Reporting Owner Name / Address Relationships
Director 10% Owner Officer Other
AUBERTON-HERVE ANDRE-JACQUES
C/O BIONIK LABORATORIES CORP.
483 BAY STREET, N105
TORONTO, A6 M5G 2C9
  X      

Signatures

/s/ Andre-Jacques Auberton-Herve 05/22/2018
**Signature of Reporting Person Date

Explanation of Responses:

* If the form is filed by more than one reporting person, see Instruction 5(b)(v).
** Intentional misstatements or omissions of facts constitute Federal Criminal Violations. See 18 U.S.C. 1001 and 15 U.S.C. 78ff(a).
(1) The options vested 83,334 on July 1, 2017, 83,333 on January 1, 2018 and 83,333 on July 1, 2018.
(2) One-sixth of the option will be vested and exercisable as of the September 1, 2017 date of grant, and the unvested portion of the option will become vested and exercisable as follows: (a) 50% in 5 equal annual installments on each of the five anniversaries of the date of the issuance of the option; and (b) 50% in 5 equal separate tranches annually based on 4a Consulting's achievement of annual performance goals to be established by the Board in consultation with 4A Consulting.
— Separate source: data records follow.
PR #2253, opened 2026-06-12
[zenmux] Add Moonshot AI Kimi K2.7 Code model

leszek3737:


providers/zenmux/models/moonshotai/kimi-k2.7-code.toml
WhyNotHugo, line 1: Also need an equivalent file in `providers/moonshotai-cn/models/kimi-k2.7.toml`, for usage with https://platform.kimi.com/

WhyNotHugo: Prices seem to be the same for both variants.

Issue #1441, opened 2026-04-14
reconfigure the `kimi-for-coding` model list to only have `kimi-for-coding` as the only model


Acters:
<details>
<summary>Old Post</summary>

Please add the new Kimi model that is currently available for the code plans: `K2.6` and `K2.6-code-preview`
It is possible that these are two distinct models because the K2.6 consistently responds differently from the "code preview" finetune

<details>
<summary>OpenCode CLI Images</summary>

<img width="290" height="147" alt="Image" src="https://github.com/user-attachments/assets/8163d4e5-5404-44dd-801c-15f57232ce32" />

---

<img width="930" height="450" alt="Image" src="https://github.com/user-attachments/assets/f7553c24-aaff-4cb1-8a59-418ad829e64e" />

---

<img width="925" height="604" alt="Image" src="https://github.com/user-attachments/assets/9823e23f-c166-4413-8fbd-f95ca71ad9d2" />

---

<img width="922" height="597" alt="Image" src="https://github.com/user-attachments/assets/02923774-8f20-4113-a7bd-f766b816eed5" />

---

<img width="914" height="596" alt="Image" src="https://github.com/user-attachments/assets/b44e7f02-648b-4654-9b41-1a6c8a99cfa5" />

</details>
</details>

The Kimi K2.6 model is not released yet, but the `kimi-for-coding` is supposedly strictly pointing to the k2.6-code-preview model. Sorry for the confusion.

I restructured this issue thread to point at the main point of confusion.
The current models.dev database has two models in the `kimi-for-coding` provider: `k2p5` and `kimi-k2-thinking`
However, further investigation has noted that these IDs are ignored and forcibly directs to the `kimi-for-coding` model ID that is abstracting the real model that is served to users on the `kimi-for-coding` provider API.
This is further evidenced by how the API endpoint and the kimi-cli will only report `kimi-for-coding` as the only model.

<img width="834" height="362" alt="Image" src="https://github.com/user-attachments/assets/7867aa8f-ce03-4959-96e5-9ffd7199ce0c" />

I request that we remove these two models and just strictly tell users that there is only a `kimi-for-coding` model.

lzss433:
+1

tachikoma-av:
question is, is it indeed the 2.6 model or just redirect to 2.5?   

since the harness provides the name of model, it may just hallucinate, and make a conclusion that the model indeed exists, since it is executing as `kimi2.6`

Acters:
[...]

PR #2263, opened 2026-06-12
feat(models): add Kimi K2.7 Code

rekram1-node:
## Summary
- add shared Kimi K2.7 Code metadata and Moonshot AI pricing
- expose K2.7 through Moonshot AI and Kimi For Coding
- mark K2.7 reasoning as always-on with no configurable reasoning options
- normalize Kimi K2 model families to `kimi-k2`, retaining `kimi-thinking` for explicit thinking variants

Supports anomalyco/opencode#32065.

## Validation
- `bun validate`
- `git diff --check`

### DIFF
--- a/models/moonshotai/kimi-k2.5.toml
+++ b/models/moonshotai/kimi-k2.5.toml
@@ -1,5 +1,5 @@
 name = "Kimi K2.5"
-family = "kimi-k2.5"
+family = "kimi-k2"
 release_date = "2026-01"
 last_updated = "2026-01"
 attachment = false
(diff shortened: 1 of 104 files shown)


Acters:
Kimi-for-coding API never listens to the model name. 
They only show `kimi-for-coding` as the model id and will simply give you whatever your plan (beta access or normal access) has been set to. 
I guess people will be happy to see the name and happily gaslight themselves into believing they can change to an older model when it is not a feature that is given to `kimi-for-coding` api users.  #1441

PR #2273, opened 2026-06-13
[Together AI] add minimax m3

zainhas:


zainhas:
@rekram1-node added minimax m3

PR #2247, opened 2026-06-12
[opencode] Add reasoning options

rekram1-node:
## Summary
- add explicit reasoning controls to all 65 OpenCode Zen reasoning models
- source controls primarily from each originating lab when Zen uses that lab's native format
- preserve provider-specific semantics instead of normalizing unrelated models to generic effort levels
- leave shared OpenAI-compatible routes empty where Zen does not document translation to a model-specific native control

## Native mappings
- Anthropic: manual `budget_tokens` for Haiku 4.5, Sonnet 4/4.5, and Opus 4.1; effort plus budgets for Opus 4.5, Sonnet 4.6, and Opus 4.6; adaptive effort only for Opus 4.7/4.8
- Google: model-specific Gemini thinking levels, including only `low|high` for Gemini 3 Pro
- OpenAI: exact per-model GPT effort enums from the native OpenAI route
- DeepSeek: thinking toggle plus effective `high|max` effort for V4
- Z.AI, Moonshot, and Xiaomi: native thinking toggles for GLM, Kimi hybrid, and MiMo models
- Alibaba: toggle plus an 81,920-token thinking budget on Qwen models using the Anthropic-compatible route
- MiniMax: fixed reasoning for M2.x and a toggle for M3

## Coverage
- 65 reasoning-capable models with 65 explicit declarations
- 31 models with effort controls
- 20 models with toggles
- 10 models with bounded token budgets
- 13 fixed or unresolved routes represented by `[]`
- 0 reasoning models missing options
- 0 non-reasoning models with leaked options
- 0 unbounded token-budget controls

## Primary sources
- Anthropic effort and extended thinking: https://platform.claude.com/docs/en/build-with-claude/effort and https://platform.claude.com/docs/en/build-with-claude/extended-thinking
- Google thinking levels: https://ai.google.dev/gemini-api/docs/interactions/thinking
- DeepSeek thinking mode: https://api-docs.deepseek.com/guides/thinking_mode
- Z.AI thinking mode: https://docs.z.ai/guides/capabilities/thinking-mode
- Moonshot thinking API: https://platform.moonshot.ai/docs/guide/use-kimi-k2-thinking-model
- Qwen Anthropic compatibility and thinking: https://docs.qwencloud.com/api-reference/toolkitframework/anthropic-api-compatibility and https://docs.qwencloud.com/developer-guides/text-generation/thinking
- MiniMax API: https://platform.minimax.io/docs/api-reference/text-anthropic-api
[...]

PR #2292, opened 2026-06-13
[opencode/inclusionai] Add reasoning options

rekram1-node:
Splits the inclusionai changes from #2247 into a reviewable 1-model PR.

Scope is limited to `opencode/inclusionai` and preserves the audited metadata from the aggregate branch on current `dev`.

Supersedes part of #2247.


rekram1-node:

PR #2297, opened 2026-06-13
[opencode/openai part 2] Add reasoning options

rekram1-node:
Splits the openai part 2 changes from #2247 into a reviewable 2-model PR.

Scope is limited to `opencode/openai` and preserves the audited metadata from the aggregate branch on current `dev`.

Supersedes part of #2247.


rekram1-node:

PR #2299, opened 2026-06-13
[opencode/tencent] Add reasoning options

rekram1-node:
Splits the tencent changes from #2247 into a reviewable 1-model PR.

Scope is limited to `opencode/tencent` and preserves the audited metadata from the aggregate branch on current `dev`.

Supersedes part of #2247.


rekram1-node:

The extent to which each separate tranche becomes vested shall be determined by reference to 4A Consulting's annual performance as measured by reference to the performance targets set for that performance period.
(3) In the event a specific tranche is not fully vested, that tranche shall not be forfeited, but shall remain outstanding, and may become vested as a result of 4A Consulting's future performance at an above target level or as a result of accelerated vesting on the occurrence of any other event that triggers accelerated vesting.
(4) The option, including any portion that is subject to vesting based on the period of 4A Consulting's service and any portion that is subject to vesting on the basis of performance, shall be fully vested on the occurrence of any of the following conditions: (a) A Change of Control (as defined in the Company's 2014 Equity Incentive Plan) or (b) termination of the 4A Consulting Agreement that constitutes a "separation from service" (as the phrase is used for purpose of Section 409A of the Internal Revenue Code of 1986, as amended), other than where such termination is for Cause (as defined in the Company's 2014 Equity Incentive Plan) or if 4A Consulting resigns other than for Good Reason.